Search code examples
pythonpandasobjectpickle

Save/load pandas dataframe with custom attributes


I have a pandas.DataFrame to which I've appended a some meta information, in the form of an attribute. I'd like to save/restore df with this in tact, but it gets erased in the saving process:

import pandas as pd
from sklearn import datasets
iris = datasets.load_iris()
df = pd.DataFrame(iris.data, columns=iris.feature_names)

df.my_attribute = 'can I recover this attribute after saving?'
df.to_pickle('test.pkl')
new_df = pd.read_pickle('test.pkl')
new_df.my_attribute

# AttributeError: 'DataFrame' object has no attribute 'my_attribute'

Other file formats appear to be worse: csv and json discard type, index or column information if you're not careful. Maybe create a new class that extends DataFrame? Open to ideas.


Solution

  • There is no universal, or anything close-to, standard here, but there are a few options

    1) General advice - I'd wouldn't use pickle for anything but the shortest of terms serialization (like <1 day)
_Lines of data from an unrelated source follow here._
PR #3317, opened 2018-10-13
[WIP] Projections: Clean-up

janezd:
After reimplementing projections widgets in #3089 and #3260, a lot of old classes (like multiple implementations of legends etc) remained lying around. Naming of old and new classes is also rather bad. This PR will clean this up.

##### Description of changes

- The graph creates an instance of `OWPlotGUI.OWPlotGUI`, which is then used exclusively by the widget. The only exception is `box_zoom_select`, which is a method of the graph although other methods of this kind are in `OWPlotGUI`. https://github.com/biolab/orange3/commit/b66894423a324af48128bc689b14b5d287cec932 moves `box_zoom_select` to `OWPlotGUI` and the instance of `OWPlotGUI` to widget.

- ScatterPlotItem had locks to prevent setData during paint and vice versa. As @ales-erjavec explained in #3313, Qt Graphics framework is not thread safe and should be updated from main thread only, hence the lock is redundant. This PR removes it.

##### Includes
- [X] Code changes
- [ ] Tests
- [ ] Documentation

### DIFF
--- a/Orange/widgets/utils/plot/owplotgui.py
+++ b/Orange/widgets/utils/plot/owplotgui.py
@@ -28,10 +28,8 @@ This module contains functions and classes for creating GUI elements commonly us
 import os
 
 import unicodedata
-from functools import reduce
-from operator import itemgetter
 
-from Orange.data import ContinuousVariable, DiscreteVariable, Variable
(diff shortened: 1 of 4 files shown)


janezd:
Split into separate pull requests.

    2) Arbitrary metadata can be packed into two of the binary formats pandas supports, msgpack and HDF5, granted in an ad-hoc way. You could also do this we CSV, etc, but it becomes even more ad-hoc.

    # msgpack
    data = {'df': df, 'my_attribute': df.my_attribute}
    pd.to_msgpack('tmp.msg', data)
    pd.read_msgpack('tmp.msg')['my_attribute']
    # Out[70]: 'can I recover this attribute after saving?'
    
    # hdf
    with pd.HDFStore('tmp.h5') as store:
        store.put('df', df)
        store.get_storer('df').attrs.my_attribute = df.my_attribute    
    with pd.HDFStore('tmp.h5') as store:
        df = store.get('df')
        df.my_attribute = store.get_storer('df').attrs.my_attribute
    
    df.my_attribute
    Out[79]: 'can I recover this attribute after saving?'
    

    3) xarray, which is a n-d extension of pandas support storing to the NetCDF file format, which has a more built-in notion of metadata

    import xarray
    ds = xarray.Dataset.from_dataframe(df)
    ds.attrs['my_attribute'] = df.my_attribute
    
    ds.to_netcdf('test.cdf')
    ds = xarray.open_dataset('test.cdf')
    ds
    Out[8]: 
    <xarray.Dataset>
    Dimensions:            (index: 150)
    Coordinates:
      * index              (index) int64 0 1 2 3 4 5 6 7 8 9 10 11 12 13 14 15 ...
    Data variables:
        sepal length (cm)  (index) float64 5.1 4.9 4.7 4.6 5.0 5.4 4.6 5.0 4.4 ...
        sepal width (cm)   (index) float64 3.5 3.0 3.2 3.1 3.6 3.9 3.4 3.4 2.9 ...
        petal length (cm)  (index) float64 1.4 1.4 1.3 1.5 1.4 1.7 1.4 1.5 1.4 ...
        petal width (cm)   (index) float64 0.2 0.2 0.2 0.2 0.2 0.4 0.3 0.2 0.2 ...
    Attributes:
        my_attribute:  can I recover this attribute after saving?